You asked about the stability of the hydrogen atom in various theories. There are some reasons to believe that the proton is unstable (google "proton decay"), in which case the hydrogen atom isn't actually stable. However, it is stable within specific models. Others have pointed out the Lieb paper, which in section I makes a specific technical argument about one type of stability for individual atoms according to one model. The model is the Schrodinger equation with a pointlike proton.

First off, there are really two things that are required in order to show that hydrogen is stable in this model, and Lieb only focuses on one of them, which is stability against a collapse of the electron's wavefunction so that it becomes bounded within an arbitrarily small distance from the proton.

The other type of stability that has to be demonstrated is stability against the electron's escape. Stability against escape is nontrivial. For example, the interaction between two neutrons is essentially purely attractive, and yet the two-neutron system is believed to be unbound.
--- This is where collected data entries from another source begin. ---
PR #2677, opened 2021-04-02
[Bug Fix] Fix Concurrency issue with volatile fields

aahmed-se:
### Motivation

The ConcurrentMap are doing increment and decrement operations on volatile primitive fields. This is not threadsafe.

### Changes

* Use AtomicIntegerFieldUpdater to replace increment and decrement operations.

### DIFF
--- a/bookkeeper-server/src/main/java/org/apache/bookkeeper/util/collections/ConcurrentLongHashMap.java
+++ b/bookkeeper-server/src/main/java/org/apache/bookkeeper/util/collections/ConcurrentLongHashMap.java
@@ -27,6 +27,7 @@ import com.google.common.collect.Lists;
 
 import java.util.Arrays;
 import java.util.List;
+import java.util.concurrent.atomic.AtomicIntegerFieldUpdater;
 import java.util.concurrent.locks.StampedLock;
 import java.util.function.LongFunction;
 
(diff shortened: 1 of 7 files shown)


bookkeeper-server/src/main/java/org/apache/bookkeeper/util/collections/ConcurrentLongHashSet.java
```diff
@@ -339,15 +344,15 @@ public void forEach(ConsumerLong processor) {
                 }
 
                 // Go through all the buckets for this section
-                for (int bucket = 0; bucket < table.length; bucket++) {
-                    long storedItem = table[bucket];
+                for (long l : table) {
```
eolivelli, line 347: Thi s is creating an Iterator, can we save this allocation? 
Also the JVM is very good in dealing with counted loops

eolivelli (changes requested):
Very good.
I left one comment.
Do we have the same code in Pulsar?

bookkeeper-server/src/main/java/org/apache/bookkeeper/util/collections/ConcurrentLongHashMap.java
```diff
@@ -306,12 +311,12 @@ V put(long key, V value, int keyHash, boolean onlyIfAbsent, LongFunction<V> valu
                     if (storedKey == key) {
                         if (storedValue == EmptyValue) {
                             values[bucket] = value != null ? value : valueProvider.apply(key);
-                            ++size;
+                            sizeUpdater.incrementAndGet(this);
```
pkumar-singh, line 314: Why there is thread safety concern here while lock is acquired at line 298.  `long stamp = writeLock();`

merlimat (changes requested):
The current code is thread safe, the increments of counters are done while holding the write lock

aahmed-se:
ok will close is pr then.

PR #2678, opened 2021-04-05
ISSUE-2640: BP-43 create shaded jar for bookkeeper-server and distrib…

pkumar-singh:
…utedlog-core

### Motivation
**Gradle migration** 
With maven shaded Jar was created for bookkeeper-sever as well as distributedlog-core.
Though shaded jar was not being used by anybody.
There has been some difference in layout of shaded jar produced by maven and gradles.

Maven produced shaded jar just shades bookkeeper classes and leaves transitive dependency unshaded and as part of dependency in POM file. This behavior is not supported in gradle shadow plugin. Therefore gradle produced shaded jar shades not only bookkeer-server but also its transitive and direct dependencies and leaving nothing in pom file as dependency. 

### Changes
Create gradle build for shading bookkeeper-sever and distributedlog-core

Master Issue: #2640

### DIFF
--- a/gradle.properties
+++ b/gradle.properties
@@ -20,3 +20,5 @@
 #
 
 protobufPluginVersion=0.8.15
+shadowPluginVersion=6.1.0
+licenseGradlePluginVersion=0.15.0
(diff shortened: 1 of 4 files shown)


hsaputra (approved):
LGTM +1
This should safe to merge in.

merlimat (approved):

Issue #2669, opened 2021-03-30
Update Netty to 4.1.60.final 


eolivelli:
***Describe the bug***

Upgrade netty to resolve security issues in the current version.

https://nvd.nist.gov/vuln/detail/CVE-2021-21295
https://nvd.nist.gov/vuln/detail/CVE-2021-21290

We upgraded Netty in Pulsar to latest version see
https://github.com/apache/pulsar/pull/10073

ruanwenjun:
Maybe I can do this upgrade task.

PR #2679, opened 2021-04-06
ISSUE-2669:Upgrade Netty to 4.1.60.final

ruanwenjun:
### Motivation

see #2669 

### Changes

upgrade the netty version to 4.1.60.final

Master Issue: #2669


pom.xml
```diff
@@ -866,7 +866,6 @@
           <source>${javac.target}</source>
           <target>${javac.target}</target>
           <compilerArgs>
-            <compilerArg>-Werror</compilerArg>
```
dlg99, line 869: why do you need this change?  This is a build-wide setting.

If netty upgrade resulted in some deprecation warnings you need to fix them

dlg99 (changes requested):
Please undo the werror change, fix anything that blocks the build after that, and update the license files.

pom.xml
ruanwenjun: Yeal, I try to restore this configuration and update the dependency license files. And now I get a problem about `TestTLS`.

dlg99:
Netty is upgraded to 4.1.63 in https://github.com/apache/bookkeeper/pull/2696 ; I'll close this one

PR #2686, opened 2021-04-12
Rocksdb tombstones

mauricebarnum:
### Motivation

After deleting many ledgers, seeking to the end of the RocksDB metadata can take a long time and trigger timeouts upstream. Address this by improving the seek logic as well as compacting out tombstones in situations where we've just deleted many entries.  This affects the entry location index and the ledger metadata index.

### DIFF
--- a/bookkeeper-server/src/main/java/org/apache/bookkeeper/bookie/storage/ldb/LedgerMetadataIndex.java
+++ b/bookkeeper-server/src/main/java/org/apache/bookkeeper/bookie/storage/ldb/LedgerMetadataIndex.java
@@ -228,13 +228,16 @@ public class LedgerMetadataIndex implements Closeable {
 
     public void removeDeletedLedgers() throws IOException {
         LongWrapper key = LongWrapper.get();
+        final byte[] startKey = new byte[key.array.length];
 
         int deletedLedgers = 0;
         while (!pendingDeletedLedgers.isEmpty()) {
             long ledgerId = pendingDeletedLedgers.poll();
             key.set(ledgerId);
             ledgersDb.delete(key.array);
-            deletedLedgers++;
+            if (deletedLedgers++ == 0) {
+                System.arraycopy(key.array, 0, startKey, 0, startKey.length);
+            }
         }
 
         if (log.isDebugEnabled()) {
@@ -242,6 +245,9 @@ public class LedgerMetadataIndex implements Closeable {
         }
 
         ledgersDb.sync();
+        if (deletedLedgers != 0) {
+            ledgersDb.compact(startKey, key.array);
+        }
         key.recycle();
     }
 
--- a/bookkeeper-dist/src/main/resources/LICENSE-all.bin.txt
+++ b/bookkeeper-dist/src/main/resources/LICENSE-all.bin.txt
@@ -253,7 +253,7 @@ Apache Software License, Version 2.
 - lib/org.eclipse.jetty-jetty-server-9.4.33.v20201020.jar [22]
 - lib/org.eclipse.jetty-jetty-servlet-9.4.33.v20201020.jar [22]
 - lib/org.eclipse.jetty-jetty-util-9.4.33.v20201020.jar [22]
-- lib/org.rocksdb-rocksdbjni-6.10.2.jar [23]
+- lib/org.rocksdb-rocksdbjni-6.16.4.jar [23]
 - lib/com.beust-jcommander-1.78.jar [24]
 - lib/com.yahoo.datasketches-memory-0.8.3.jar [25]
 - lib/com.yahoo.datasketches-sketches-core-0.8.3.jar [25]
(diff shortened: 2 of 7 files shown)


pkumar-singh (approved):

bookkeeper-server/src/main/java/org/apache/bookkeeper/bookie/storage/ldb/LedgerMetadataIndex.java
```diff
@@ -228,20 +228,28 @@ public void flush() throws IOException {
...
+            System.arraycopy(key.array, 0, endKey, 0, endKey.length);
         }
 
         if (log.isDebugEnabled()) {
             log.debug("Persisting deletes of ledgers {}", deletedLedgers);
         }
 
         ledgersDb.sync();
+        if (deletedLedgers != 0) {
+            ledgersDb.compact(startKey, endKey);
```
dlg99, line 251: as I understood, this method runs on each checkpoint.
How expensive is this compaction in terms of time?
IIRC checkpointing happens on entry log rotation/gets into the addEntry latency, how much this increases p99.9 under load?

I am not familiar with RocksDB nuances. Looking at https://github.com/facebook/rocksdb/wiki/Manual-Compaction

> In case of universal and FIFO compaction styles, the begin and end arguments are ignored and all files are compacted. Also, files in each level are compacted and left in the same level. For leveled compaction style, all files containing keys in the given range are compacted to the last level containing files. 

Sounds like this is potentially expensive operation creating additional IO.

Would it be better run on a separate thread at lower frequency, better yet as a part of bookie's garbage collection?

dlg99 (changes requested):
Couple of comments.

dlg99:
regarding the failing checks, you may want to rebase on the current master to see if https://github.com/apache/bookkeeper/pull/2688 helps.

bookkeeper-server/src/main/java/org/apache/bookkeeper/bookie/storage/ldb/LedgerMetadataIndex.java
```diff
@@ -228,20 +228,28 @@ public void flush() throws IOException {
...
         int deletedLedgers = 0;
         while (!pendingDeletedLedgers.isEmpty()) {
             long ledgerId = pendingDeletedLedgers.poll();
             key.set(ledgerId);
             ledgersDb.delete(key.array);
-            deletedLedgers++;
+            if (deletedLedgers++ == 0) {
+                System.arraycopy(key.array, 0, startKey, 0, startKey.length);
+            }
+            System.arraycopy(key.array, 0, endKey, 0, endKey.length);
```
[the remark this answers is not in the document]
mauricebarnum: good catch. better: only startKey needs to be copied. endKey can be used directly.

bookkeeper-server/src/main/java/org/apache/bookkeeper/bookie/storage/ldb/LedgerMetadataIndex.java
mauricebarnum: The two methods I modified are only called by the sync thread, so already in the background.

As far as additional IO: potentially yes.  Each compaction will need to flush the memtable and then read each SST that contains a key in the range. Each key is likely present in at most two SSTs: the delete tombstone and the original put. All of the affected SSTs are then rewritten.  This is background work with regards to the get/put/delete operations but will stall the sync thread.  In the case where writes to ledgers are coming in fast, most of the keys should be adjacent or nearly so.

dlg99 (approved):
lgtm

hsaputra:
Will merge this EOD PST if no more comments. Thanks

hangc0276:
I have noticed that index deletion is sometimes taking around 60 seconds which cause the CPU to spike 100%
```
[2022-02-28T07:25:42.531Z] INFO db-storage-cleanup-10-1 EntryLocationIndex:191 Deleting indexes for ledgers: [3385184, 3385239, 3385159, 3385142, 3385124, 3385193, 3384879, 3385165, 3385916]
[2022-02-28T07:26:34.089Z] INFO db-storage-cleanup-10-1 EntryLocationIndex:266 Deleted indexes for 201065 entries from 9 ledgers in 51.557 seconds
[2022-02-28T07:40:42.534Z] INFO db-storage-cleanup-10-1 EntryLocationIndex:191 Deleting indexes for ledgers: [3385379, 3385367, 3385718, 3385365, 3385412, 3385167, 3385357, 3386141]
[2022-02-28T07:41:47.867Z] INFO db-storage-cleanup-10-1 EntryLocationIndex:266 Deleted indexes for 134590 entries from 8 ledgers in 65.332 seconds
```
@mauricebarnum @dlg99 @eolivelli   Do you have any ideas?

hangc0276:
RocksDB compaction is a heavy operation and the checkpoint will be triggered in high frequency, which cause `db-storage-cleanup` thread always into high load, and make the cpu keeps 100%.

IMO, we should use another thread to do RocksDB compaction and makes the compaction triggered by other conditions instead of checkpoint.

mauricebarnum:
The motivation to call `compactRange` was to quickly drop all of the rocksdb entries in a range when deleting a bunch of ledgers in GC so that seeking wouldn't run into all of the tombstones: the keys will be grouped together and much of the work should simply be deleting SSTs in the range.   A smarter approach for "delete a bunch of ledgers" to cause RocksDB to schedule a background compaction "soon".  When I made this change, stalling GC shouldn't didn't seem to be too bad.  Forcing synchronous compaction during checkpointing was a mistake.

hangc0276:
For this issue, IMO we'd better divide into two steps:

This is because the range of the force is so short (about $10^{-15}$ m). If the neutrons were to be confined within that distance of one another, they would have to have high kinetic energy, so they would fly apart. The reason hydrogen is bound is that the electrical force is long-range.

For hydrogen's stability against collapse, Lieb's argument is more complicated than it needs to be, because he unrealistically assumes a pointlike proton. Since protons are not really pointlike, compressing the electron to an arbitrarily small space $\epsilon$ near the center of the proton gives an electric field whose energy diverges to infinity like $1/\epsilon$.

Your question about quantum field theory is an interesting one. I think the nicest way to approach this is to look at the dimensionless and dimensionful quantities that you can form out of the relevant parameters. Most of the interesting physics can be understood in terms of two of these. There is the fine structure constant, $\alpha=ke^2/\hbar c\approx 1/137$, and the Bohr radius, $a_o=\hbar/mc\alpha$, where $m$ is the mass of the electron. In hydrogen, the typical velocity of the electron is $\alpha c$, and since this is small compared to c, you don't really need quantum field theory for hydrogen. The Schrodinger equation, which is nonrelativistic, is an excellent approximation. However, if you make a hydrogenlike atom consisting of a nucleus with atomic number $Z$ plus a single electron, the velocity in units of $c$ is on the order of $Z\alpha$. For large $Z$, this shows that you need relativity, and quantum field theory.

The Bohr radius is the only quantity you can form here with units of length. That suggests, without the need for explicit solution of the Schrodinger equation, that not only does hydrogen not collapse to an arbitrarily small size (as shown by Lieb's argument), but we expect it to reach a certain size which is basically the Bohr radius times some factor of order unity.